Londres, le 15 octobre 2023 – Le gouvernement britannique a réaffirmé, ce lundi, son soutien au plan d’autonomie proposé par le Maroc pour la région du Sahara. Cette position a été exprimée par Hamish Falconer, ministre au Foreign Office chargé du Moyen-Orient et de l’Afrique du Nord, lors d’une intervention à la Chambre des Communes.
Le ministre a déclaré que le Royaume-Uni considérait la proposition d’autonomie comme « sérieuse, crédible et réaliste ». Il a également souligné qu’elle constituait une base potentielle pour parvenir à une solution politique durable au conflit. Cette déclaration intervient dans le cadre des questions parlementaires sur la politique étrangère du gouvernement.
Une position diplomatique constante
Le soutien du Royaume-Uni à l’initiative marocaine n’est pas nouveau. Le pays a régulièrement exprimé cette position dans diverses enceintes internationales, notamment aux Nations Unies. Londres estime que le plan d’autonomie, présenté pour la première fois en 2007, représente un compromis viable pouvant satisfaire toutes les parties concernées.
Cette approche s’inscrit dans le cadre des efforts menés par l’envoyé personnel du Secrétaire général de l’ONU, Staffan de Mistura, pour relancer le processus politique. Les Nations Unies qualifient le Maroc de « puissance administrante » du territoire, et le Conseil de Sécurité appelle depuis des années à une solution politique « mutuellement acceptable ».
Contexte régional et réactions
La réaffirmation britannique survient dans un contexte diplomatique marqué par un soutien croissant à l’initiative marocaine. Plusieurs pays, notamment les États-Unis, l’Espagne, l’Allemagne et de nombreuses nations africaines et arabes, ont reconnu la souveraineté du Maroc sur le Sahara ou ont exprimé leur appui au plan d’autonomie.

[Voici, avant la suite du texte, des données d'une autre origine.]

Issue #474, opened 2023-02-07
`towncrier create` command doesn't support the (optional) fragment counter


pawelad:
Hi,

I was looking for a "multiple news fragments of the same type linked to one issue" functionality, and I found it through #355 and #119, but unfortunately it doesn't seem to work with the `towncrier create` command:

```console
$ towncrier create 2585.changed.1.md
Usage: towncrier create [OPTIONS] FILENAME
Try 'towncrier create --help' for help.

Error: Invalid value: Expected filename '2585.changed.1.md' to be of format '{name}.{type}', where '{name}' is an arbitrary slug and '{type}' is one of: feature, bugfix, doc, removal, misc
```

It _does_ seem to work when I manually create the file `2585.changed.1.md` though, so it might just be the problem with the command not supporting it?

Also, if this is a supported feature (which I _think_ it is, based on https://github.com/twisted/towncrier/search?q=counter), it would be nice to mention it somewhere in the docs.

I'm happy to help with a PR if needed.

adiroiban:
Thanks for the report.

I think this is an important functionality that is missing.

I have no idea how to fix it in a clean way.

I am using a fork of towncrier in which I have hacked support for something like `2585-1.changed.md`

`.changes.md` should always stay the same as this is the fragment type.


Maybe this can be implemented as `2585.1.changed.md`

In theory for `towncrier` anything before `.changed.md` should be considered the unique fragment/issue ID.

But then, things get complicated when you try to extract the ticket ID to generate a link in the release notes.

---------

One might argue that if 2 fragments are needed, then the PR should be split into 2 separate tickets/PRs... but I disagree :)

So looking forward to see how this can be solved in a smart way :)

SmileyChris:
@adiroiban -- I'm not sure why you need a fork, this is built in functionality: the incremental counter goes *after* the change type.

This works for both `123.feature.1` and `123.feature.1.md`

I remember thinking it was silly that `towncrier create`  didn't do this for you. I got around to submitting a PR so it will 😎

PR #475, opened 2023-02-09
Make `towncrier create` increment fragments rather than failing

SmileyChris:
# Description
```bash
$ ls src/towncrier/newsfragments
459.misc  462.misc  470.doc  472.misc  
$ towncrier create 459.misc
Created news fragment at /home/chris/dev/towncrier/src/towncrier/newsfragments/459.misc.1
$ ls src/towncrier/newsfragments
459.misc  459.misc.1  462.misc  470.doc  472.misc
```

# Checklist


glyph (changes requested):
I don't quite understand what the use-case is here.  If a bug is fixed in a release, it can only be fixed once.  If a feature is added, it can only be added once.

If there *is* a clear reason to do this, it should be `1234-1.bugfix` rather than `1234.bugfix.1`, since `.bugfix` is the extension here (which indicates the file type) and not a `.1` (which would be a man page).

Thanks for taking the time to contribute to towncrier!

hynek:
I think `1234-1.bugfix` is better too, because part of my secret todo list it `123,456.bugfix` so I don’t have to keep multiple news fragments in sync, just to have an entry point to multiple issues. `123-1,456.bugfix` would work because it’s unequivocal.

That said, I don’t see much sense in that, you can just edit the old news fragment or is this about pacifying bots that _require_ a new news fragment?

pawelad:
Isn't this just adding support for an _already implemented_ counter feature (https://github.com/twisted/towncrier/search?q=counter) to the `towncrier create` command?

And FWIW, for us the use case for is having multiple changelog entries (of the same type) linked to one issue. I understand (and agree) that one PR / issue should be about one thing, but unfortunately it isn't always the case for us.
I was pleased to find that `towncrier` already has support for that through the optional counter in the filename, but was then surprised that `towncrier create` doesn't support it, hence #474

src/towncrier/test/test_create.py
```diff
@@ -151,20 +151,45 @@ def test_invalid_section(self):
...
+                "123.feature",
+                "123.feature.1",
+                "123.feature.2",
+            ],
+        )
 
-            self.assertEqual([], os.listdir("foo/newsfragments"))
+    @with_isolated_runner
+    def test_file_exists_with_ext(self, runner: CliRunner):
+        """Ensure we don't overwrite existing files."""
```
adiroiban: this looks like a copy/paste error.

It would help to have a unique docstring that will explain why we have this test, and what is expected from this test.

docs/tutorial.rst
```diff
@@ -90,6 +90,7 @@ You can create those fragments either by hand, or using the ``towncrier create``
 Let's create some example news fragments to demonstrate::
 
    $ echo 'Fixed a thing!' > src/myproject/newsfragments/1234.bugfix
+   $ towncrier create --content 'Fixed thing again!' 1234.bugfix  # since the file existed, this will create a 1234.bugfix.1
```
adiroiban: I think that is best to describe the "counter" functionality in a separate paragraph/section.

This example is already quite heavy and is hard to focus on the core functionality vs extra features.

Thanks

adiroiban:
Thanks @pawelad for the head up.

I can see that the "counter" functionality was added here https://github.com/twisted/towncrier/pull/119

I think that the current team of maintainers is not aware of that functionality, and we would all like not to have the counter as a "file extension".

It looks like the counter feature was added without documentation...but I think that by then, there was no documentation for towncrier.

So, I think that this should be merged with the counter as an extension.

Later, we can see if we can refactor this not to have the counter as an extension.

I think that towncrier also has support for `459.misc.rst` ... if the `counter` feature works as `459.misc.1.rst` I think that we are fine.

SmileyChris:
Ok, I've fixed those minor suggestions for you @adiroiban.

As you've discovered, this is just functionality that towncrier has already, being surfaced more clearly. Hopefully @glyph agrees, I've re-requested him to review.

glyph (approved):
OK. Sounds good. Discussion of improving this feature will go elsewhere.

adiroiban:
Many thanks, Chris for the PR and Glyph for the review.
I was not aware of this functionality in towncrier... you learn something new every day :)

PR #477, opened 2023-02-10
Update documentation about "create -c"

HealthyPear:
# Description

Specify that the use of single quotes to retain RST or Markdow syntax.

# Checklist


glyph (commented):
Can you update the examples to match? It seems confusing that it shows double quotes, but then says you should use single quotes. Also, why not use double quotes? If someone needs to be told that single quotes are better, they're unlikely to know why.

HealthyPear:
> Can you update the examples to match? It seems confusing that it shows double quotes, but then says you should use single quotes. Also, why not use double quotes? If someone needs to be told that single quotes are better, they're unlikely to know why.

Are you referring to the "Creating News Fragments" section?
The examples there using this feature are already correct, that is the point of my PR: to specify why you need to use single quotes, which I did in the `note` box just after the example box.

SmileyChris:
One problem with using single quotes is that "A single quote may not occur between single quotes, even when preceded by a backslash.". So...
```
towncrier create -c 'You can\'t do this!'
```
So technically, double quotes and appropriate escaping is a more complete option.

As an aside, I don't know if this needs a note on the tutorial. Personally I think it'd be fine to mention this only in the cli docs.

exarkun:
> One problem with using single quotes is that "A single quote may not occur between single quotes, even when preceded by a backslash.". So...
> 
> ```
> towncrier create -c 'You can\'t do this!'
> ```
> 
> So technically, double quotes and appropriate escaping is a more complete option.

In POSIX sh this works:

```
towncrier create -c 'You can'\''t not do this!'
```

> 
> As an aside, I don't know if this needs a note on the tutorial. Personally I think it'd be fine to mention this only in the cli docs.

I agree.  Actually, I don't even know if it belongs in the cli docs.  It's entirely up to the shell.  Who is to say the user is even using a POSIX sh at all?  They might be using PowerShell or fish or something.

adiroiban:
Thanks for the feedback. I am closing this as won't fix.

I don't think that this is an towncrier issue.

It's just how various shell works... you can use towncrier on Linux, Unix, Window, with various shells ...and each might handle the arguments in different way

Le Front Polisario, qui réclame l’indépendance du territoire, et son principal soutien, l’Algérie, rejettent cette initiative. Ils continuent de plaider pour l’application stricte du plan de règlement des Nations Unies de 1991, qui prévoyait un référendum d’autodétermination. Les pourparlers directs entre les parties sont au point mort depuis plusieurs années.
La position britannique est également analysée à la lumière des relations bilatérales renforcées entre Londres et Rabat, notamment depuis la signature d’un accord de partenariat stratégique en 2019. Les deux royaumes coopèrent étroitement dans les domaines de la sécurité, du commerce et de la lutte contre le terrorisme.
Implications et prochaines étapes
Cette déclaration est perçue comme un renforcement de la dynamique diplomatique en faveur de la solution d’autonomie. Elle intervient à quelques semaines de la prochaine tournée de consultations que l’envoyé de l’ONU, Staffan de Mistura, doit effectuer dans la région. Ces consultations visent à évaluer les possibilités de reprise des pourparlers.
La prochaine étape majeure sera le renouvellement du mandat de la Mission des Nations Unies pour l’organisation d’un référendum au Sahara occidental (MINURSO), prévu en octobre 2024. Les discussions au Conseil de Sécurité sur cette question intégreront très probablement les positions des membres permanents, dont le Royaume-Uni.
Les observateurs s’attendent à ce que le Maroc continue de mobiliser un soutien international pour son initiative, tandis que le Front Polisario et l’Algérie tenteront de recentrer le débat sur le principe de l’autodétermination. La communauté internationale, quant à elle, reste principalement focalisée sur la recherche d’une issue négociée qui préserve la stabilité et la sécurité de toute la région du Maghreb.